# Pronunciation: 那 (nei4 / na4)



## Leandro

Hello eveyrbody, i'm learning chinese and i've got some doubts, i saw that th character 那 can have to sounds "nei" or "na", is there any difference in their use or it doesnt matter which one you say?

谢谢！


----------



## Yang

Leandro said:
			
		

> Hello eveyrbody, i'm learning chinese and i've got some doubts, i saw that th character 那 can have to sounds "nei" or "na", is there any difference in their use or it doesnt matter which one you say?
> 
> 谢谢！


Here are my two cens, others may add more:

There are four tones for Chinese characters:
- flat tone
ˊraised tone
ˇ...curved(?) tone, going down and raising up very uqickly. Hard to explain.
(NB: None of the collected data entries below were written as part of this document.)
PR #107, opened 2026-05-14
Remove unused problem list view

XanderVertegaal:
This removes the unused `list()` method from `ProblemView`, probably from an earlier stage of development where we considered having a list. Everything seems to work perfectly without it.

We even had a few tests for a 'list' view in `TestProblemViewPermissions`. These keep working even after removing `.list()`, since `ModelViewSet` provides a default list method that simply returns the whole queryset. That is going to be a problem (see what I did there?) with the new 'hidden' feature on problems (#106).

To simplify things, I propose overriding the default list method and returning 404 NOT FOUND. The tests for the list view can then also go.

### DIFF
--- a/backend/problem/views/problem.py
+++ b/backend/problem/views/problem.py
@@ -1,5 +1,4 @@
 from rest_framework.decorators import action
-from rest_framework.exceptions import MethodNotAllowed
 from rest_framework.request import Request
 from rest_framework.response import Response
 from rest_framework.viewsets import ModelViewSet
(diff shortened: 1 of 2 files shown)


backend/problem/views/problem.py
```diff
@@ -51,18 +52,7 @@ def get_permissions(self):
...
     def list(self, request: Request) -> Response:
-        """
-        Lists all Problems in the database, with optional filtering.
-        """
-        filters = get_filters(request.query_params)
-
-        qs = self.get_queryset()
-
-        if filters is not None:
-            qs = qs.filter(filters)
```
jgonggrijp, line 62: You could also just filter `qs` by `hidden=False` if the current user lacks appropriate permissions (after merging #106). I don't have a strong opinion on the matter though. We can always revert this later if we feel we need a list endpoint.

jgonggrijp (approved):

PR #109, opened 2026-05-25
Feature/annotation log

### LINKED ISSUE #69: Annotation log
Each problem should have a list showing the history of annotations.

XanderVertegaal:
Closes #69

This PR adds a simple list of annotations to each problem, so users can see when annotations were added/removed and by whom.

image

The annotations are sorted by date from most to least recent. As a bonus, I've added some frontend filtering. We can always add backend filtering, sorting, pagination and other fancy list goodies if/when they are requested.


frontend/src/app/annotate/annotation-comments/annotation-comments.component.html
```diff
@@ -1,4 +1,112 @@
...
+</div>
+@if (events.length === 0) {
+<p class="text-muted small fst-italic" i18n>
+    No annotations match the current filters.
+</p>
+} @else {
+<ul class="list-unstyled d-flex flex-column gap-2 mb-0">
+    @for (event of events; track $index) {
+    @let added = event.eventKind === "added";
+    @let isLabel = event.annotationKind === "label";
```
jgonggrijp: I think the `@for` and `@let` statements deserve to be at different indentation levels. Maybe keep the `@for` with the `<ul>` above? What do the conventions say?

frontend/src/app/annotate/annotation-comments/annotation-comments.component.ts
```diff
@@ -1,10 +1,104 @@
...
+        events.push({
+            eventKind: "removed",
+            annotationKind,
+            timestamp: annotation.removedAt,
+            actor: annotation.removedBy,
+            description,
+        });
+    }
+    return events;
+}
```
jgonggrijp, line 53: This is model-level logic. Maybe it deserves living in a dedicated module?

frontend/src/app/annotate/annotation-comments/annotation-comments.component.ts
```diff
@@ -1,10 +1,104 @@
...
+
+    public filteredEvents = computed(() => {
+        const events = this.allEvents();
+        if (events === null) {
+            return null;
+        }
+        return events.filter(
+            (e) =>
+                (e.eventKind === "added" ? this.showAdded() : this.showRemoved()) &&
+                (e.annotationKind === "label" ? this.showLabels() : this.showKB())
```
jgonggrijp, line 93: Does this mean that you can either see all events, **or** filter by event kind and annotation kind at the same time, but **not** filter only by event kind or only by annotation kind?

jgonggrijp (commented):
I have reviewed the code and the screenshot (which looks nice!), but did not try the changes locally. Based on the code, I wonder whether it is possible to see both additions and removals but only for labels, or only removals but both for labels and KB items. Other than that, the functionality looks very nice.

frontend/src/app/annotate/annotation-comments/annotation-comments.component.html
XanderVertegaal: Angular seems to have changed its conventions. It used to be the case that structural directives like `@if` and `@for` did not change the indentation, but now they do (and I'm happy about it)! I'll change it.

frontend/src/app/annotate/annotation-comments/annotation-comments.component.ts
XanderVertegaal: I interpret this as data-to-representation conversion logic and would say that it therefore belongs close to the component that will eventually render it. I would not think putting this code in a dedicated module makes sense unless it is going to be shared across components, which I think is unlikely. Having said this, I am happy to discuss this and be convinced otherwise! We seem to have different opinions on where to put code and I am interested in your considerations and thoughts about this.

frontend/src/app/annotate/annotation-comments/annotation-comments.component.ts
XanderVertegaal: The four buttons 'Added', 'Removed', 'Labels' and 'KB items' can independently be toggled on and off, so you have full flexibility. For instance, you can select:

- labels + added (= all added labels)
- labels + added + removed (= all labels)
- labels + KB items + added + removed (= everything)

Obviously, some combinations are not very useful:
- added + removed (= nothing, because you haven't selected labels and/or KB items)
- labels + KB items (= nothing, because you haven't selected added and/or removed)
- nothing!

frontend/src/app/annotate/annotation-comments/annotation-comments.component.ts
jgonggrijp: Let's chat a bit about this when we see each other, then. No need to keep the PR on hold just for that chat, by the way.

XanderVertegaal: Yes, let's! In that case I'll go ahead and merge after fixing the failing unit tests.

PR #6, opened 2017-06-12
Fix nag issue with OpenMP in timedependent routines

aradi:


aradi:
Got answer from NAG with proposed workaround (as in the last commit). This should be the best we can get without complex code modification.

PR #10, opened 2017-06-13
Removed doc material now covered by recipes repository

bhourahine:
Cleaned out doc/modes doc/waveplot/howtos/ and
doc/waveplot/waveplot_in.hsd.

Not sure if tesserals.mws should also be removed.


aradi:
Tesserals should remain. At some point, we need maybe a doc/derivs folder with various mathematical derivations...

PR #22, opened 2017-07-25
Added a script to strain gen files

bhourahine:
Assumes they are oriented correctly in space.


aradi:
Great idea!

Why don't we generalise the interfaces somewhat, so that it can isotropically resize cells in one go? Like `straingen -c xx,yy,zz mygeo.gen 0.2` for uniformly enlarging the cell by 20 percent. (Probably, we should even make xx,yy,zz the default component). I think using symbolic names instead of numbers would make it more user friendly. Also, strain magnitude would fit more as argument than an option as it does not make much sense to leave it away.

On the implementation side: I'd suggest to make its structure more similar to the `repeatgen` script, so that we can easily test it using Pythons unit test. Also the pylint score obtained with `env PYTHONPATH=$PWD/tools/dptools/src pylint3 --rcfile utils/srccheck/pylint/pylintrc-3.ini tools/dptools/bin/straingen` is radically low, mostly due to PEP8 violation.

bhourahine:
Unfortunately, using the strain as an argument (see checked in version that does this) runs into the issues outlined at  https://stackoverflow.com/questions/8741840/optparse-with-integer-argument as the strain can be negative.

aradi:
We could also use a float scaling factor instead: 1.0 would not do anything, 0.98 decrease by 2% 1.02 increase by the same amount. Then, no negative numbers were necessary any more, although it would be then maybe more logical to call the script `scalegen`, as it is not the strain which you give as argument...

bhourahine:
Hi Bálint,

Unfortunately that doesn't work for shear stress.

Cheers

Ben


On September 4, 2017 8:54:11 AM GMT+01:00, "Bálint Aradi" <notifications@github.com> wrote:
>We could also use a float scaling factor instead: 1.0 would not do
>anything, 0.98 decrease by 2% 1.02 increase by the same amount. Then,
>no negative numbers were necessary any more, although it would be then
>maybe more logical to call the script `scalegen`, as it is not the
>strain which you give as argument...
>
>-- 
>You are receiving this because you authored the thread.
>Reply to this email directly or view it on GitHub:
>https://github.com/dftbplus/dftbplus/pull/22#issuecomment-326891466

-- 
Sent from my Android device with K-9 Mail. Please excuse my brevity.

aradi:
Of course, you are right, it won't work.

bhourahine:
OK, so merged in the change back to it being an option instead of an argument.

One question, is strain < -100% for xx, yy, zz or isotropic inverting the relevant lattice vector(s) a bug or a feature? For shear strains it makes sense.

bhourahine:
Tests now in place. One thing that this script (and repeatgen) aren't testing is for bogus types of optional flags (this would require subclassing OptionParser and overriding its exit() and error() wouldn't it?).

PR #26, opened 2017-08-10
Socket cluster

bhourahine:
Bug fixes cases where the system is not periodic but the socket interface is being used.


prog/dftb+/prg_dftb/dftbplus.F90
```diff
@@ -451,23 +451,30 @@ program dftbplus
 
     if (tSocket) then
       call socket%receive(coord0, latvec)
```
aradi: What about introducing a kind of buffer array receiving the lattice vectors from the socket? We could transfer its content into `latVec` if the system is periodic. This would make the `else` branch and all changes in `initprogram.F90` superfluous, and additionally prevent that `latVec` contains garbage.

test/prog/dftb+/sockets/H2O_cluster/prerun.py
```diff
@@ -0,0 +1,141 @@
...
+
+
+def frac2cart(latvecs,coords):
+    newcoords = np.array(coords)
+    for iAt in range(len(coords)):
+        newcoords[iAt] = np.dot(np.transpose(latvecs),coords[iAt])
+    return (newcoords)
+
+
+def readgen(fname):
```
aradi: We have now `frac2cart`, `readgen` and `receive_all` and `a0` 3 times identically in various prerun scripts. What about creating a `socketutils` module (maybe in the directory above?) and symlink it from each socket test dir, so that it can be easily imported in the respective python scripts?

PR #32, opened 2017-09-08
Mainrefact

aradi:
Main DFTB+ file cleaned up and split into subroutines.


bhourahine:
periodic.F90
==========

Any reason why iPair in getSparseDescriptor isn't intent (out), as its always overwritten?

bhourahine:
main.F90 again
============

iAtomStart and iPair aren't particularly consistent names. How about iDnsAtomStrt, iSprsAtomStrt or similar? Eventually, probably should be both abstracted into an ADT and interfaces to get at matrix elements.

Any reason for several of the intent (inout) instead of (out) in handleCoordinateChange, as several of these are just reallocated, so won't have retained data on exit (similarly for  reallocateSparseArrays). Also, again coord and species could be sliced to give coord0 and species0.

Subroutines calcRepulsiveEnergy and calcDispersionEnergy seem overkill, as its a two line operation in each case (also suggests repulsives should be packaged up like dispersion eventually).

Should resetExternalPotentials, resetInternalPotentials and mergeExternalPotentials not be in the module that defines the potential data type (or even just generalize cases under the interface to add potentials together in the latter case)?

Similarly, should getChargePerShell be in the populations module?

addChargePotentials has  species and species0 as inputs. Also some of the update stuff to get atomic, shell and block to synchronise is similar to merge potential stuff above (add mergeInternalPotentials?).

For getSccHamiltonian, worth adding a flag to the potential data structure for the presence of imaginary potentials, allowing to trap for attempts to add imaginary potential parts to the hamitonian if they shouldn't be there (or equivalently that they should be added but iham itsn't allocated).

bhourahine:
main.F90
=======

Not wildly happy about the pointer aliasing in calculateLinRespExcitations (pNaturalOrbs2 and pNaturalOrbs3), as it increases the number of pointers and also looks a bit like a hack. Why not either change the addGradients to match the eigenvector write (will eventually need to if spin polarized forces happen), or pass it a slice of the 3 index array?

bhourahine:
main.F90

Any reason for fixed size arrays like  tLatOptFixLen and stress being sized as unknown on entry to subroutines? So  tLatOptFixLen(3) instead of tLatOptFixLen(:) in the interface, where the latter would  require an assert to test instead of at compile time.

prog/dftb+/lib_dftb/periodic.F90
```diff
@@ -713,19 +715,67 @@ subroutine reallocateArrays3(iNeighbor, neighDist2, mNewNeighbor)
...
+    integer, intent(in) :: nNeighbor(:)
+
+    !> Indexing for mapping image atoms to central cell
+    integer, intent(in) :: img2CentCell(:)
+
+    !> Atomic orbital information
+    type(TOrbitals), intent(in) :: orb
+
+    !> Sparse array indexing for the start of atomic blocks in data structures
+    integer, allocatable, intent(inout) :: iPair(:,:)
```
aradi: Must be intent(inout), as an intent(out) allocatable argument is automatically deallocated when entering the subroutine.

aradi:
As for the general comment: I did not document the helper subroutine arguments, as `runDftbPlus()` is the only routine, which is publicly exported by the module.

bhourahine:
Hi,

The added  public facing routines I was noticing weren't in main.F90 (periodic for example). Several of the internal ones in main probably will become public in the future, either when used in other contexts (linear response) or if migrated to existing modules they have something in common with.

I've commented them up anyway (want to set a good example to external developers...)

Cheers

Ben

On September 11, 2017 9:22:36 AM GMT+01:00, "Bálint Aradi" <notifications@github.com> wrote:
>As for the general comment: I did not document the helper subroutine
>arguments, as `runDftbPlus()` is the only routine, which is publicly
>exported by the module.
>
>-- 
>You are receiving this because your review was requested.
>Reply to this email directly or view it on GitHub:
>https://github.com/dftbplus/dftbplus/pull/32#issuecomment-328455333

-- 
Sent from my Android device with K-9 Mail. Please excuse my brevity.

prog/dftb+/prg_dftb/main.F90
```diff
@@ -0,0 +1,5637 @@
...
+    !> species of atoms
+    integer, intent(in) :: species(:)
+
+    !> atomic orbital information
+    type(TOrbitals), intent(in) :: orb
+
+    !> Index for atomic blocks in sparse data
+    integer, intent(in) :: iPair(:,:)
+
+
```
aradi: I agree, I have moved all IO related routines to`mainio`.

prog/dftb+/prg_dftb/main.F90
```diff
@@ -0,0 +1,5637 @@
...
+      call xlbomdIntegrator%setDefaultSCCParameters(minSCCiter, maxSccIter, sccTol)
+    end if
+
+    ! If the geometry is periodic, need to update lattice information in geometry loop
+    tLatticeChanged = tPeriodic
+
+    ! As first geometry iteration, require updates for coordinates in dependent routines
+    tCoordsChanged = .true.
+
+    ! Belongs in initprogram where initial geometry is set up
```
aradi: I moved it to initprogram, where it actually belongs to.

prog/dftb+/prg_dftb/main.F90
```diff
@@ -0,0 +1,5637 @@
...
+    logical :: tStopSCC, tStopDriver
+
+    !> Whether scc restart info should be written in current iteration
+    logical :: tWriteSccRestart
+
+    !> Whether charges should be written
+    logical :: tWriteCharges
+
+    !> net charge on each atom
+    real(dp), allocatable :: dqAtom(:)
```
aradi: Indeed superfluous, removed.

prog/dftb+/prg_dftb/main.F90
aradi: I've removed superfluous argument. As for passing in `nAtom` instead of array sizing: I wanted to reduce the number of arguments, so I decided to deduce `nAtom` from array sizes in all routines. This is not the most elegant, I agree. Once we have a proper geometry container with coords, species, etc. inside, it could also have a field `nAtom`, and we won't need this hack... :wink:

prog/dftb+/prg_dftb/main.F90
```diff
@@ -0,0 +1,5637 @@
...
+          & energy%EMermin, pressure, energy%EGibbs, coord0, tLocalise, localisation)
+    end if
+    if (tWriteResultsTag) then
+      call writeResultsTag(fdResultsTag, resultsTag, totalDeriv, chrgForces, tStress, totalStress,&
+          & pDynMatrix, tPeriodic, cellVol)
+    end if
+    if (tWriteDetailedXML) then
+      call writeDetailedXml(runId, speciesName, species0, pCoord0Out, tPeriodic, latVec, tRealHS,&
+          & nKPoint, nSpin, size(eigen, dim=1), nOrb, kPoint, kWeight, filling, occNatural)
+    end if
```
aradi: We could/should move this two writing routines into the geometry loop indeed. But as in this branch I did not want to change program behaviour, let's do it later in an other branch.

prog/dftb+/prg_dftb/main.F90
```diff
@@ -0,0 +1,5637 @@
...
+    real(dp) :: diffGeo
+
+    !> Loop variables
+    integer :: iSCCIter
+
+    !> File descriptor for the tagged writer
+    integer :: fdAutotest
+
+    !> File descriptor for the human readable output
+    integer :: fdUser
```
aradi: I've changed it to `fdDetailedOut` for consistency.

prog/dftb+/prg_dftb/main.F90
```diff
@@ -0,0 +1,5637 @@
...
+    real(dp), allocatable :: chrgForces(:,:)
+
+    !> excited state force addition
+    real(dp), allocatable :: excitedDerivs(:,:)
+
+    !> Stress tensors for various contribution in periodic calculations
+    real(dp) :: totalStress(3,3), totalLatDeriv(3,3)
+
+    !> derivative of cell volume wrt to lattice vectors, needed for pV term
+    real(dp) :: derivCellVol(3,3)
```
aradi: @Ben can you suggest a better name? I could come up with `derivPV` or `derivPresVol`, but both look somewhat ugly.

prog/dftb+/prg_dftb/main.F90
```diff
@@ -0,0 +1,5057 @@
...
+    !> species of atoms
+    integer, intent(in) :: species(:)
+
+    !> atomic orbital information
+    type(TOrbitals), intent(in) :: orb
+
+    !> Index for atomic blocks in sparse data
+    integer, intent(in) :: iPair(:,:)
+
+
```
aradi: Changed to intent(in).

aradi: Changed to intent(in)

aradi: I've tamed the monster by decomposing it.

bhourahine:
pdV ?

On September 11, 2017 1:08:41 PM GMT+01:00, "Bálint Aradi" <notifications@github.com> wrote:
>aradi commented on this pull request.
>
>
>
>> +    type(TPotentials) :: potential
>+
>+    !> Energy derivative with respect to atomic positions
>+    real(dp), allocatable :: totalDeriv(:,:)
>+
>+    !> Forces on any external charges
>+    real(dp), allocatable :: chrgForces(:,:)
>+
>+    !> excited state force addition
>+    real(dp), allocatable :: excitedDerivs(:,:)
>+
>+    !> Stress tensors for various contribution in periodic
>calculations
>+    real(dp) :: totalStress(3,3), totalLatDeriv(3,3)
>+
>+    !> derivative of cell volume wrt to lattice vectors, needed for pV
>term
>+    real(dp) :: derivCellVol(3,3)
>
>@Ben can you suggest a better name? I could come up with `derivPV` or
>`derivPresVol`, but both look somewhat ugly.
>
>-- 
>You are receiving this because your review was requested.
>Reply to this email directly or view it on GitHub:
>https://github.com/dftbplus/dftbplus/pull/32#pullrequestreview-61796156

-- 
Sent from my Android device with K-9 Mail. Please excuse my brevity.

prog/dftb+/prg_dftb/main.F90
```diff
@@ -0,0 +1,5057 @@
...
+          call getNextInputCharges(pChrgMixer, qOutput, qOutRed, orb, nIneqOrb, iEqOrbitals,&
+              & iGeoStep, iSccIter, minSccIter, maxSccIter, sccTol, tStopScc, tDftbU, tReadChrg,&
+              & qInput, qInpRed, sccErrorQ, tConverged, qBlockOut, iEqBlockDftbU, qBlockIn,&
+              & qiBlockOut, iEqBlockDftbULS, species0, nUJ, iUJ, niUJ, qiBlockIn)
+          call getSccInfo(iSccIter, energy%Eelec, Eold, diffElec)
+          call printSccInfo(tDftbU, iSccIter, energy%Eelec, diffElec, sccErrorQ)
+          tWriteSccRestart = needsSccRestartWriting(restartFreq, iGeoStep, iSccIter, minSccIter,&
+              & maxSccIter, tMd, tGeoOpt, tDerivs, tConverged, tReadChrg, tStopScc)
+          if (tWriteSccRestart) then
+            call writeRestart(fChargeIn, orb, qInput, qBlockIn, qiBlockIn)
```
aradi: Added explicit file descriptor passing (we should at some point dispose this in favour of `newunit` in the  `open` statement.

prog/dftb+/prg_dftb/mainio.F90
```diff
@@ -35,26 +39,54 @@ module mainio
...
 
+  !> Format string for energy second derivative matrix
   character(len=*), parameter :: formatHessian = '(4f16.10)'
+
+  !> Format for energy values, typically band energies
   character(len=*), parameter :: formatEnergy = '(8f12.5)'
+
+  !> Format for eigenvalue energies
   character(len=*), parameter :: formatEigen = '(8f14.8)'
+
```
aradi: Renamed and moved into the subroutine where it is used

aradi:
A few things I've left untouched:

- Still passing file name to `writeAutotestTag()` and similar routines, since we have to reopen those files, therefore, file name is needed again and again.
- Some variables I can't convert to `intent(in)`, despite that they are only queried but not modified, as every query changes they internal status (e.g. our linked lists change their internal cache when queried...)
- I'd suggest to keep the allocation status of an array as flag, as then it never can happen, that the routine is called with `tHaveSomeFeature = .true.` but the corresponding feature array is not allocated. In the case of stress, we do not allocate the array but use a 3x3 static array, so that won't work. Maybe we should make an allocatable out of that as well...
- `calcRepulsivEnergy` and `calcDispersionEnergy` are an overkill indeed, however, I thought they would improve code readability and abstraction level consistency in `runDftbPlus()`.
- I left all dummy array arguments assumed shape. If we declare them fixed size, the compiler would pass it as an F77 array without size information and create a fixed size descriptor in the routine. So, whichever array size you pass when calling, an `@:ASSERT(size(array) == someValue)` within the subroutine will always pass.

aradi:
I also left the `reset/merge*Potentials` routines in `main.F90` for the moment, as they are quite strongly coupled with it (e.g. `tDualSpinOrbit` and `xi` are needed).

aradi:
Let me know, if I ignored something or there are other issues you find. :smile:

The best way is listening to the pronunciation.
ˋstress tone, going down.

那 is pronounced as /naˋ/ used to mean 'that', for example, 那個 means 'that (thing)'. 
#example:
那個東西不好.(That thing is not good.)
那本書很棒.(That book is great.)

'那...', '那個...' can also mean 'well...'
#example:
那個...我再想想.(Well, I will think about it.)

哪/naˇ/ means 'where'.
#example:
你要去哪?(Where are you going?)
你在哪?(Where are you?)

哪個 means 'which one?'
#example:
您要哪個?(Which one do you want?)
您喜歡哪個?(Which one do you prefer?)

那 and 哪 are different words and have different meanings.
However, recent years, people use 那 instead of 哪.
It's incorrect, but no one will say that's wrong these days.


----------



## MingRaymond

The pronunciaton 'nei4' is also correct


----------



## Yang

MingRaymond said:
			
		

> The pronunciaton 'nei4' is also correct


 
It surely is correct. 
If you say /neiˇ/, that is also correct.
Using which intonation will depond on the situation.

/neiˋ/ makes me associating with Bei-jing dialect, though actually /neiˋ/ is commonly spoken everywhere, including Taiwan, and is graceful to my ears.


----------



## Leandro

Thanks a lot Yang, you've helped me a lot 
Thanks MingRaymond!!!


----------



## Salpicamas

Hi every one! I'm a Spanish learning Chinese.
I've found very interesting this thread but have a question:
In the text book I use appears nar3 = 'where' and nar4 = 'there' (written on Spanish).
Is that the same that those both are you talking about?

Other question:
I use NJstar communicator as IME for writing but this additional r can not be set. nar3 => 哪 + (similar to 九 but without the horizontal strike).
Could you suggest me an other IME?
Is Windows XP IME good? Do you know how to install it or know any internet site in which I could read the instructions to do so?
Other one: Sometimes I see a word on Chinese and also I know the translation but not the pinyin: could also you suggest me some good dictionaries and any program to find out pinyin's of hanzis? When I see a hanzi I neither know how to lookup the radical, because the NJstar tool hasn't got instructions and does not work well (i think is very bad), what could I do?.

Sorry for all this basic questions and thank you very much.


----------



## vince

pienso que nar es del dialecto de beijing, no estoy seguro pero creo que nali es la forma estandar de decir "dónde"/"allí"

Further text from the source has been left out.